Give the number of lines in the records below that include "suite", and nothing more.

-- Exercise material follows --

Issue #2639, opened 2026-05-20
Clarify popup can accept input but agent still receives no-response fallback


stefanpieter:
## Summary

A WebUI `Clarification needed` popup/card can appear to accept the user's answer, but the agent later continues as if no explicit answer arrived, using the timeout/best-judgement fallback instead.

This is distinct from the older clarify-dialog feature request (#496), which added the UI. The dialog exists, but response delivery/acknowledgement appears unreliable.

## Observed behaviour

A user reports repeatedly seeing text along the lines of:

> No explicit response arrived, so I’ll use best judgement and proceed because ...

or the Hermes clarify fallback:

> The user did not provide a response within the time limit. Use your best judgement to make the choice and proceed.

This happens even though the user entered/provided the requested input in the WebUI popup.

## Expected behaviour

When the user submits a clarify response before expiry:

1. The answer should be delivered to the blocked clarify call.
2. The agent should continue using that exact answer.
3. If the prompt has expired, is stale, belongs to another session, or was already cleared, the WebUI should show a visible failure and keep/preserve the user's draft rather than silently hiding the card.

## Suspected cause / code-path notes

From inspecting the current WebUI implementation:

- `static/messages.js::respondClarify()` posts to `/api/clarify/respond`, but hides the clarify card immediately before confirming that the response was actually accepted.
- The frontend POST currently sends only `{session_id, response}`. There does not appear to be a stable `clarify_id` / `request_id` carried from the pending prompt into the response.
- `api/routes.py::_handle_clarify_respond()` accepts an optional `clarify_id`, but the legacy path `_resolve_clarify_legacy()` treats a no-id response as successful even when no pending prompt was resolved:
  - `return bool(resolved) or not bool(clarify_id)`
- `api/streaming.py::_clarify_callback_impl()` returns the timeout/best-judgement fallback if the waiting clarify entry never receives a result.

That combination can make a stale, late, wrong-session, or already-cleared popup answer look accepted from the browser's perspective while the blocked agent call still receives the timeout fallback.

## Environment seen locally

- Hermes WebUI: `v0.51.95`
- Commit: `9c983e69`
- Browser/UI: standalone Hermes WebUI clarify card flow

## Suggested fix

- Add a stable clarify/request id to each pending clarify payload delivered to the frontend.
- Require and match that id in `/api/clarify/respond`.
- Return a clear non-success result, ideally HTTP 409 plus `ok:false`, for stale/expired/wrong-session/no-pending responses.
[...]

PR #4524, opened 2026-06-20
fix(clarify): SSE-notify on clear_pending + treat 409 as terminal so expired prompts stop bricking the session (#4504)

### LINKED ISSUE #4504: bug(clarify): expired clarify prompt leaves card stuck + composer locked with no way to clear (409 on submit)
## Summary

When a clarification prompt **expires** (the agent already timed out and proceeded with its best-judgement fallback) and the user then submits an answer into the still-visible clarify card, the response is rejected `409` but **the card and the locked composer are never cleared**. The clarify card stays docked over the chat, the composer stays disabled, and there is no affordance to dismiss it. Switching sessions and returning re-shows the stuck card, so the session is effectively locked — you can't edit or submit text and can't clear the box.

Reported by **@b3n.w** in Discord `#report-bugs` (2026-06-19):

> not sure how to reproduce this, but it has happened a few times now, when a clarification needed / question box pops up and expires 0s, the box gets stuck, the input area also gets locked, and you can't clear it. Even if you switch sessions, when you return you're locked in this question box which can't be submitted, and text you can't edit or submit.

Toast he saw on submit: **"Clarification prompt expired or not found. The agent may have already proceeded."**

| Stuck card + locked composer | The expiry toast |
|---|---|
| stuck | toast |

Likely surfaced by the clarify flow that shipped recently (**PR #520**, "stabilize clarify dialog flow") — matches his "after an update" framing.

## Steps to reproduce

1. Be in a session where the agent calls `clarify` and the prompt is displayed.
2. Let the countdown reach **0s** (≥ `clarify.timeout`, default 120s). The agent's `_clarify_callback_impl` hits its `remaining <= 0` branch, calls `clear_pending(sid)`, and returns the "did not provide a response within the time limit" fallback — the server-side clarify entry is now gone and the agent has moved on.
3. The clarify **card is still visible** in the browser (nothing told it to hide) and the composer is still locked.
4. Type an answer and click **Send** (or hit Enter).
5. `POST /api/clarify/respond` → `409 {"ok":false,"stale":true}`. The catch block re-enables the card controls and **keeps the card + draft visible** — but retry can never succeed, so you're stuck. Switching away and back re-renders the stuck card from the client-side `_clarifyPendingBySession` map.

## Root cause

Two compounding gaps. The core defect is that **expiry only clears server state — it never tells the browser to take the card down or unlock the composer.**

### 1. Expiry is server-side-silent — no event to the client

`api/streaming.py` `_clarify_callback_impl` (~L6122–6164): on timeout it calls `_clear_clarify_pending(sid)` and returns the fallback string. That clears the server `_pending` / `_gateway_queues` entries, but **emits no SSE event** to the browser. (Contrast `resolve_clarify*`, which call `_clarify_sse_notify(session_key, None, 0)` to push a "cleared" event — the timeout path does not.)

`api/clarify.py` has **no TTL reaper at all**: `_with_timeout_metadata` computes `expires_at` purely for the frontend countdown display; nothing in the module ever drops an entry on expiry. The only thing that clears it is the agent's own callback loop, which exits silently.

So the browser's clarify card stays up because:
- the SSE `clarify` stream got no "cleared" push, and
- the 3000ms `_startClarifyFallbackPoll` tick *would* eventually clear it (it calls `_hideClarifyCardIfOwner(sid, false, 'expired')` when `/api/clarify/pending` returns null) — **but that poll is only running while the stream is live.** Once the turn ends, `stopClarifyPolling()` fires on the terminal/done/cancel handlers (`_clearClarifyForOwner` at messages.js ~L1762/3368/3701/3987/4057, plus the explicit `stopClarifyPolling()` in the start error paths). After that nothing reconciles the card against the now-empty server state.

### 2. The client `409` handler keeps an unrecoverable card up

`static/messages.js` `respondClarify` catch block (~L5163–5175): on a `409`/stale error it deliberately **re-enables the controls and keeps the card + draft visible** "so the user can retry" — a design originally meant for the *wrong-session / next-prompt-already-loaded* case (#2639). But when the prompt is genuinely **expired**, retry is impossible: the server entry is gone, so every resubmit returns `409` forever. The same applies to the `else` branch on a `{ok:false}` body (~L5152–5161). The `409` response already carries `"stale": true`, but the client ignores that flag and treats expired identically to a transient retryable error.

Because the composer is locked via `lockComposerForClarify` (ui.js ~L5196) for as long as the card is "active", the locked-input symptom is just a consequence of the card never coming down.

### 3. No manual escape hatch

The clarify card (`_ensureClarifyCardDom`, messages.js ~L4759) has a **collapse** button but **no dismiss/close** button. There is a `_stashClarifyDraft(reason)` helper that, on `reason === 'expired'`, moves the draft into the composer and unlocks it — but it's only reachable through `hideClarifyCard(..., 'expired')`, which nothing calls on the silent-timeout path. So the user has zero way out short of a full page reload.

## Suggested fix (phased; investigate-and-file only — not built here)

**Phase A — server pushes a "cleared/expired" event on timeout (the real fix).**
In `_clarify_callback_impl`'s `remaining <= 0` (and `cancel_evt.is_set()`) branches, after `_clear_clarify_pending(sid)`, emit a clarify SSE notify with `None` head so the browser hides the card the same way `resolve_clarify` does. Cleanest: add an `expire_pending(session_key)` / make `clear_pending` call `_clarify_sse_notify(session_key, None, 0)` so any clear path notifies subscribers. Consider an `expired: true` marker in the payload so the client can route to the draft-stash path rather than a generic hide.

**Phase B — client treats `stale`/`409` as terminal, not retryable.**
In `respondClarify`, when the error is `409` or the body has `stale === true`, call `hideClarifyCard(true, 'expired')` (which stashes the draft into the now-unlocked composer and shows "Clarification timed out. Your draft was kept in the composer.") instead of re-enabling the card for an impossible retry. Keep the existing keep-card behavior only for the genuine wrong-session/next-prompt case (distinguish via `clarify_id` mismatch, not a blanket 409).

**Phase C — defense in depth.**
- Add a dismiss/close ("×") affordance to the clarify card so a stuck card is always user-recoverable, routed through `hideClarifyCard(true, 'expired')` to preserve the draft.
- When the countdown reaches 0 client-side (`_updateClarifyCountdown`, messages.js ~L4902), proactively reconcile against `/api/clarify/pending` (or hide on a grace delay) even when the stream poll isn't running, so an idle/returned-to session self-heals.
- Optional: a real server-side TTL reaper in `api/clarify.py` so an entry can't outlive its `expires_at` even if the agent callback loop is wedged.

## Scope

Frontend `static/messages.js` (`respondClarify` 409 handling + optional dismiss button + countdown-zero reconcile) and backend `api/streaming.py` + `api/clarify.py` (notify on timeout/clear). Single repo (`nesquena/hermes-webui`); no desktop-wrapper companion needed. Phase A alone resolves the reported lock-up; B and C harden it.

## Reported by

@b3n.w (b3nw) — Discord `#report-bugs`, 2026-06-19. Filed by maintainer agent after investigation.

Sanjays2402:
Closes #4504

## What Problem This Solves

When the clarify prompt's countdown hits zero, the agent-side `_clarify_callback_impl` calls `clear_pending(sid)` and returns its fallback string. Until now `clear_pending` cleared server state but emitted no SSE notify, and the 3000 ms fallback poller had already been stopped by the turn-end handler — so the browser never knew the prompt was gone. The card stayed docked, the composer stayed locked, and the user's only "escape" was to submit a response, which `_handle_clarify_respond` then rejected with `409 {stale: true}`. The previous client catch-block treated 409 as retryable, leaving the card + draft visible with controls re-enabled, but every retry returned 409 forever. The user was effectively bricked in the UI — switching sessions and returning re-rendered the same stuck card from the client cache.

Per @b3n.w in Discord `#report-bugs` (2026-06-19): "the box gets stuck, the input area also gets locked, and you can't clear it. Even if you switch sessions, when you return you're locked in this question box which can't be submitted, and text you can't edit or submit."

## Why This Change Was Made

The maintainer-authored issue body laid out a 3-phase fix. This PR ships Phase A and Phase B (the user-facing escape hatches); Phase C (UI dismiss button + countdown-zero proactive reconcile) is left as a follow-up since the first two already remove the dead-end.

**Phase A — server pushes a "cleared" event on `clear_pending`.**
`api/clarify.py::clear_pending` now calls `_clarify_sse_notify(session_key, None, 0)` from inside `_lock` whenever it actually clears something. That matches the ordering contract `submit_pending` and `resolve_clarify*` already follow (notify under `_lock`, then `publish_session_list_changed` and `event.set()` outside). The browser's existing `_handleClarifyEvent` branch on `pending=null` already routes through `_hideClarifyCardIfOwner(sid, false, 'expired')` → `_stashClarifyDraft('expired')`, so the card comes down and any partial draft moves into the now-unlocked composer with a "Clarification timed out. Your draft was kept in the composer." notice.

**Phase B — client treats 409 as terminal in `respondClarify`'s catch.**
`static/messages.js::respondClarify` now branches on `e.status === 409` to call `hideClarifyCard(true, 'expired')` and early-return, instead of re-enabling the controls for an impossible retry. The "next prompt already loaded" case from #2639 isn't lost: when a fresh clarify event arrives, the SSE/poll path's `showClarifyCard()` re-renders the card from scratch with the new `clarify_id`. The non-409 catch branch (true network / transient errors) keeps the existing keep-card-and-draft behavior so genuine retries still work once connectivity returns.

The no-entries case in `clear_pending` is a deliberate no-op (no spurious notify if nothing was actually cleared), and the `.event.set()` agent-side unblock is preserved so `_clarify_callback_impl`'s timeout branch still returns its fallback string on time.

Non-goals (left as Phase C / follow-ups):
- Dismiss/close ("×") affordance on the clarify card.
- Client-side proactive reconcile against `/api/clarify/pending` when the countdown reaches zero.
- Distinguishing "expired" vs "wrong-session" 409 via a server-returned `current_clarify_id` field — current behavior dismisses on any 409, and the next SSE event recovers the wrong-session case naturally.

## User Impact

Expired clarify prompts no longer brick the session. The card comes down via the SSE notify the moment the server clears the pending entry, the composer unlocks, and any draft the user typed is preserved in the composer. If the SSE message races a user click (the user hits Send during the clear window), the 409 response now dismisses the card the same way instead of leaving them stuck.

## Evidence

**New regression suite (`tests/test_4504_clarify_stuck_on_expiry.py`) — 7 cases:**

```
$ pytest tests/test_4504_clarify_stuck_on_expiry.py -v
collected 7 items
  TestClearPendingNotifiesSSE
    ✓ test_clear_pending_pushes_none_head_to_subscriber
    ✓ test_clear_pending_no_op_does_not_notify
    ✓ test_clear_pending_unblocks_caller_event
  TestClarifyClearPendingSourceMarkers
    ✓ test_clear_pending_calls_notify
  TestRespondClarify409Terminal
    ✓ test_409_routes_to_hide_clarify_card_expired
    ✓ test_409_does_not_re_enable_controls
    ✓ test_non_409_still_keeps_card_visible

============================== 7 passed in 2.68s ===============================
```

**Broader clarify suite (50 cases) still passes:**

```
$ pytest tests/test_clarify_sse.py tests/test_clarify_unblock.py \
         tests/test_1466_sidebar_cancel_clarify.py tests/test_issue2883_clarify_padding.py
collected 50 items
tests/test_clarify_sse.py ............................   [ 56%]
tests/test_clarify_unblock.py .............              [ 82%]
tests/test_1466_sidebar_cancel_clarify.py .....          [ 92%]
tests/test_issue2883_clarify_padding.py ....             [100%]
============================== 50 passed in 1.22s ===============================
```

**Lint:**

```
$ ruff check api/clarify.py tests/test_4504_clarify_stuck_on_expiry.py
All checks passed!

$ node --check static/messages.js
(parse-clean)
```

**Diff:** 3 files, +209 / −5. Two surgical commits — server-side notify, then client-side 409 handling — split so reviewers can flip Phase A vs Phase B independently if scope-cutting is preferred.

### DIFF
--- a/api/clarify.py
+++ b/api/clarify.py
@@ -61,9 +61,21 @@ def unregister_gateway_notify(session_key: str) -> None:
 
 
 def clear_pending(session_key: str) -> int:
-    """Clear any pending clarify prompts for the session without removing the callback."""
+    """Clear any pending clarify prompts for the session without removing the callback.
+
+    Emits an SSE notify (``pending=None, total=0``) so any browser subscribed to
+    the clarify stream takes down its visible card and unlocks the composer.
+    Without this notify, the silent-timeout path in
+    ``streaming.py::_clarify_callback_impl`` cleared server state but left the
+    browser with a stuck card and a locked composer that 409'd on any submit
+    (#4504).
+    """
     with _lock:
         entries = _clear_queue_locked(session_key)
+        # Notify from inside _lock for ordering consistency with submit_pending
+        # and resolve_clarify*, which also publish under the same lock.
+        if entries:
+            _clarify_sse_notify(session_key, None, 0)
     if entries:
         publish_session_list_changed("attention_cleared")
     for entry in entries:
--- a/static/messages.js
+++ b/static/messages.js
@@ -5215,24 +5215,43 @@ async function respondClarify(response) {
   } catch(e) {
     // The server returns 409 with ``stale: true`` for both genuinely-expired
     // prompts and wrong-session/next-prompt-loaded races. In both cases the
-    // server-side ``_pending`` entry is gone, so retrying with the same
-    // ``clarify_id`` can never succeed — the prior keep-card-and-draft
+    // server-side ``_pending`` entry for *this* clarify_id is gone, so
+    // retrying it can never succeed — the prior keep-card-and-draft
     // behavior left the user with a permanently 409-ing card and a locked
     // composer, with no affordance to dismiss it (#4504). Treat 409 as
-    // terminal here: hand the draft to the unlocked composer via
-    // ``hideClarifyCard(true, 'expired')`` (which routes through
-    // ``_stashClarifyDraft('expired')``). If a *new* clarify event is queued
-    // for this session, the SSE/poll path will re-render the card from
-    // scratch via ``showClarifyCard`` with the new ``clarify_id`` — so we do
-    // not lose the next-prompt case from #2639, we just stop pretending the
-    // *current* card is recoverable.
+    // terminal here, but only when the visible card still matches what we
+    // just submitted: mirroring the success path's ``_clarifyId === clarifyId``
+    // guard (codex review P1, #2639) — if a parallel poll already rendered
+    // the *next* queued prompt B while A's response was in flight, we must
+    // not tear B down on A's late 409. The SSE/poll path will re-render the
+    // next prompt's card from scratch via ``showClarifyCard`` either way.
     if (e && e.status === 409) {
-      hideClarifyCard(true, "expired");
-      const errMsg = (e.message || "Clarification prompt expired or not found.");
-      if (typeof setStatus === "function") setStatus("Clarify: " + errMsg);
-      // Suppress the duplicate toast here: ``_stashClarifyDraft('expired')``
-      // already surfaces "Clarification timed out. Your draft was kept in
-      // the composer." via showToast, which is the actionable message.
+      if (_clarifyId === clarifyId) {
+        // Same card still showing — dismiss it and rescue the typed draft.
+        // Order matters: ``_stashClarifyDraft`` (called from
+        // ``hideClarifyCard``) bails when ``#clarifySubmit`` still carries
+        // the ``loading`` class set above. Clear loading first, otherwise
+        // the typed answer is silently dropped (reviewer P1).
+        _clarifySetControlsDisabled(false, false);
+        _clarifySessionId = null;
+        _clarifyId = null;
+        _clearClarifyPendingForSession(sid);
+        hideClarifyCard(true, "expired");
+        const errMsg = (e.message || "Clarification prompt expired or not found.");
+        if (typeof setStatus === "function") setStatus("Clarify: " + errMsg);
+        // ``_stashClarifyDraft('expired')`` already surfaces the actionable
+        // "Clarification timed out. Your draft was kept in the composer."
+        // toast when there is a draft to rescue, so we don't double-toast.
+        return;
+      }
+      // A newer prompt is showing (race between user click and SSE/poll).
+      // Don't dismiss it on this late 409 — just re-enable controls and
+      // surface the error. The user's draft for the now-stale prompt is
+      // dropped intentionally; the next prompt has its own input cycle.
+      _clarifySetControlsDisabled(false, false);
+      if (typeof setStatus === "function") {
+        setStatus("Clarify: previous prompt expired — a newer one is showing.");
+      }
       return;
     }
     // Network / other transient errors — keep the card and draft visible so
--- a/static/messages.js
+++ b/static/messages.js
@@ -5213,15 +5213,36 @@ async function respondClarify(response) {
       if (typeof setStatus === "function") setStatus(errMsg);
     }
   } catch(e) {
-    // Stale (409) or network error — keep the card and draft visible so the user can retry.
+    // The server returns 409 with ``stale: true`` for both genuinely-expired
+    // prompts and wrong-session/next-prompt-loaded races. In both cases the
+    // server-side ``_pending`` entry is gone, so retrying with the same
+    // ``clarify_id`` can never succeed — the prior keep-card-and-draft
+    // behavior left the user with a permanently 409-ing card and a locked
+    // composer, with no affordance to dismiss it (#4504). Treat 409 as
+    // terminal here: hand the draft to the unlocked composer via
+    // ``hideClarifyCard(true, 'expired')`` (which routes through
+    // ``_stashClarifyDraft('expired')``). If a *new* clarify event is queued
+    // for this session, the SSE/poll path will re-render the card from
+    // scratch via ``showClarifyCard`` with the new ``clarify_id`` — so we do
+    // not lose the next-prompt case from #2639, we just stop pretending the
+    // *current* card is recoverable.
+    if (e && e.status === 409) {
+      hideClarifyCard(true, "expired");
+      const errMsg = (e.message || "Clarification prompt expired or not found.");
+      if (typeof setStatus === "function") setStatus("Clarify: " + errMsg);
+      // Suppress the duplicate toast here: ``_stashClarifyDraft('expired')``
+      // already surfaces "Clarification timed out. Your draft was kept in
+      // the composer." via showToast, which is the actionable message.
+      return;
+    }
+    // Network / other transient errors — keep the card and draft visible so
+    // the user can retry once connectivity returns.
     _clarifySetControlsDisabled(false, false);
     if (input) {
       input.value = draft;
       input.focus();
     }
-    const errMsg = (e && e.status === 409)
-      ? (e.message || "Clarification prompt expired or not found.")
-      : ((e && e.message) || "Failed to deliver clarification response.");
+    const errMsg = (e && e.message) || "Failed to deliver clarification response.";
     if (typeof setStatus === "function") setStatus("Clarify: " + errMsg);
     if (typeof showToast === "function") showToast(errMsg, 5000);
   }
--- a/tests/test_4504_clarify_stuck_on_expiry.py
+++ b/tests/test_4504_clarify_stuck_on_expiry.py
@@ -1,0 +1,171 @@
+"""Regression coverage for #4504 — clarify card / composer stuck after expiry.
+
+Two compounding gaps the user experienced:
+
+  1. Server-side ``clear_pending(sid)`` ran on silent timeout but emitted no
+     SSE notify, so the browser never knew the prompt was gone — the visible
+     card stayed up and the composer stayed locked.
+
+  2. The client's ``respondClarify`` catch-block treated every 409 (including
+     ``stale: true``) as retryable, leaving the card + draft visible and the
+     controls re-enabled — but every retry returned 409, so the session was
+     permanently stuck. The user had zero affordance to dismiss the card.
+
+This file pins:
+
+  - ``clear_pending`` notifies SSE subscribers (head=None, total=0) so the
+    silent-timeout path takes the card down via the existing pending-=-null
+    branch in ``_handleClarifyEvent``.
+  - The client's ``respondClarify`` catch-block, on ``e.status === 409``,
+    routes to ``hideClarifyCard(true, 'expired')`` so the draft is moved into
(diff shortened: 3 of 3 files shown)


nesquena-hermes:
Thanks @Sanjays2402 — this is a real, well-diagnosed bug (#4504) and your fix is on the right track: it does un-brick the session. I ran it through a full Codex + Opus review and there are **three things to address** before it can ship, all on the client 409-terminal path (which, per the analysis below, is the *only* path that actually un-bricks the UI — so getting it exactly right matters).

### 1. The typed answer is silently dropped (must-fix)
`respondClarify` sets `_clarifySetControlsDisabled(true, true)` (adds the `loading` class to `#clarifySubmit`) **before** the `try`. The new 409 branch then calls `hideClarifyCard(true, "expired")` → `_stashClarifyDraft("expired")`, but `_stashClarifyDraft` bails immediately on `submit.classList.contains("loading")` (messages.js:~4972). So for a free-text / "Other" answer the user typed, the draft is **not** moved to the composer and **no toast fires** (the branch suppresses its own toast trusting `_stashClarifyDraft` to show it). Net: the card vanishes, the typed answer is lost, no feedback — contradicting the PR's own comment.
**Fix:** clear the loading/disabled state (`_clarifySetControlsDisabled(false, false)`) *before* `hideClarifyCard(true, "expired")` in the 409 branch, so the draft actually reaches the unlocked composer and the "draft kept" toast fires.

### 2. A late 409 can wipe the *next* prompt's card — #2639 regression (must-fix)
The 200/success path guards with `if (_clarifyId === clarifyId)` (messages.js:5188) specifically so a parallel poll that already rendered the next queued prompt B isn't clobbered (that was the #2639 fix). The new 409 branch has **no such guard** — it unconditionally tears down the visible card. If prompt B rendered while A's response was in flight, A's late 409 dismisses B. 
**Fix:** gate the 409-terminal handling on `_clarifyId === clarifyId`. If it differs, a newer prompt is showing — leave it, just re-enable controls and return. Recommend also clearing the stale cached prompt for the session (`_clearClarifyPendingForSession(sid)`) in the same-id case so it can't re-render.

-- Exercise material concluded --

- [Reply]: 2